Here are just a few of the ways we’re bringing that vision to life across our programs:

Teen Innovators: Exploring AI for Social Good

In this semester-long program for high school students, teens explore the role of technology in shaping their lives and communities—especially artificial intelligence. Through hands-on projects, students train machine learning models using tools like Teachable Machine and Raise Playground, and integrate them into interactive exhibits, games, and physical builds.
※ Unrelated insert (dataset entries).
PR #1992, opened 2015-01-27
Add more unit tests for IN with params

wolffcm:
These are the unit tests I wrote to try and reproduce a user-reported issue that was closed as "not a bug."

### DIFF
--- a/tests/frontend/org/voltdb/regressionsuites/TestFixedSQLSuite.java
+++ b/tests/frontend/org/voltdb/regressionsuites/TestFixedSQLSuite.java
@@ -1858,6 +1858,18 @@ public class TestFixedSQLSuite extends RegressionSuite {
                 new long[][] {});
     }
 
+    private void insertForInParamsTests(Client client) throws Exception {
+        for (int i = 0; i < 10; ++i) {
+            VoltTable vt = client.callProcedure("P1.insert",
+                    i, Integer.toString(i), i * 10, i * 100.0)
+                    .getResults()[0];
+            validateTableOfScalarLongs(vt, new long[] {1});
+        }
+    }
+
+    // Note: the following tests for IN with parameters should at some point
+    // be moved into their own suite along with existing tests for IN
+    // that now live in TestIndexesSuite.  This is ENG-7607.
     public void testInWithIntParams() throws Exception {
 
         // HSQL does not support WHERE f IN ?
@@ -1865,20 +1877,17 @@ public class TestFixedSQLSuite extends RegressionSuite {
             return;
 
         Client client = getClient();
-
-        for (int i = 0; i < 10; ++i) {
-            VoltTable vt = client.callProcedure("P1.insert",
-                    i, Integer.toString(i), i * 10, i * 100.0)
-                    .getResults()[0];
-            validateTableOfScalarLongs(vt, new long[] {1});
-        }
+        insertForInParamsTests(client);
 
         VoltTable vt = client.callProcedure("one_list_param", new int[] {1, 2})
                 .getResults()[0];
         validateTableOfScalarLongs(vt, new long[] {1, 2});
 
-        // param has to be an int array, not long array
-        // Also, this error message isn't that friendly
+        // The following error message characterizes what happens if the
+        // users passes long array to an IN parameter on an INTEGER column.
+        // VoltDB requires that the data types match exactly here.
+        //
+        // This error message isn't that friendly (ENG-7606).
         verifyProcFails(client,
                 "tryScalarMakeCompatible: "
                 + "Unable to match parameter array:int to provided long",
@@ -1899,45 +1908,25 @@ public class TestFixedSQLSuite extends RegressionSuite {
 
     }
 
-    static private final class SimpleCallback implements ProcedureCallback {
-
-        private ClientResponse m_clientResponse = null;
-
-        @Override
-        public void clientCallback(ClientResponse clientResponse) throws Exception {
-            m_clientResponse = clientResponse;
-        }
-
-        public ClientResponse getClientResponse() {
-            return m_clientResponse;
-        }
-    }
-
     public void testInWithStringParams() throws Exception {
         if (isHSQL())
             return;
 
         Client client = getClient();
-
-        for (int i = 0; i < 10; ++i) {
-            VoltTable vt = client.callProcedure("P1.insert",
-                    i, Integer.toString(i), i * 10, i * 100.0)
-                    .getResults()[0];
-            validateTableOfScalarLongs(vt, new long[] {1});
-        }
+        insertForInParamsTests(client);
 
         String[] stringArgs = {"7", "8"};
 
         // For vararg methods like callProcedure, when there is an array of objects
-        // (not an array of native types) passed as the last argument, the
-        // compile time type affects how the compiler presents the arguments to the
+        // (not an array of native types) passed as the only vararg argument, the
+        // compile-time type affects how the compiler presents the arguments to the
         // callee:
         //    cast to Object   - callProcedure sees just one param (which is an array)
         //    cast to Object[] - (or a subclass of Object[]) callee sees each array
-        //                       element as its own parameter
+        //                       element as its own parameter value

In one culminating project, students designed interactive exhibits to help younger museum visitors understand how AI works. Using tools like Teachable Machine, they trained image recognition models and embedded them into hands-on demos, games, and displays. As they tested their models, students quickly noticed a problem: Systems trained only on their own faces often failed to recognize peers with different skin tones, hairstyles, or features. Only after expanding their datasets to include a broader range of features did their models become more accurate. These firsthand experiences led to rich discussions about fairness, representation, and the critical role of training data—conversations sparked not by theory, but through making and reflection.

Maker Girls: Building AI Confidence Through Invention

Maker Girls is our middle school invention program designed to empower girls as confident, creative problem-solvers. As part of the curriculum, participants explore AI through a wearable tech challenge. They train machine learning models to recognize movements like jumps or spins, then design wearables that respond with lights, sound, or motion.

By connecting AI to personal interests like dance, fashion, or storytelling, girls begin to see these powerful tools as something they can shape and play with—not something reserved for experts. The focus is on building confidence and STEM identity, helping participants see themselves as builders, not just users, of technology.

 

Teach for the Future: Equipping Educators with Tools and Confidence

Our Teach for the Future fellowship supports classroom teachers in bringing innovation and emerging technologies into their practice. In our AI learning module, educators take part in the same kinds of hands-on exploration as our students—training simple models using Teachable Machine, integrating AI into physical builds or Scratch animations, and experimenting with how these tools can support student-driven learning across content areas.

Rather than overwhelming educators with technical complexity, we create space for play, reflection, and collaboration—helping teachers build the confidence and strategies to integrate AI meaningfully into their classrooms while fostering equity, creativity, and student agency.

Across all our programs, KID is committed to helping young people and educators engage with AI in ways that are playful, powerful, and purposeful. We believe that the future of education requires not only technical fluency, but also the ability to question, imagine, and create. And we’re excited to keep exploring what’s possible—together.

 

We truly believe this holistic approach to using machine learning is essential, and KID is excited to continue the conversation on how AI can be a positive force in education.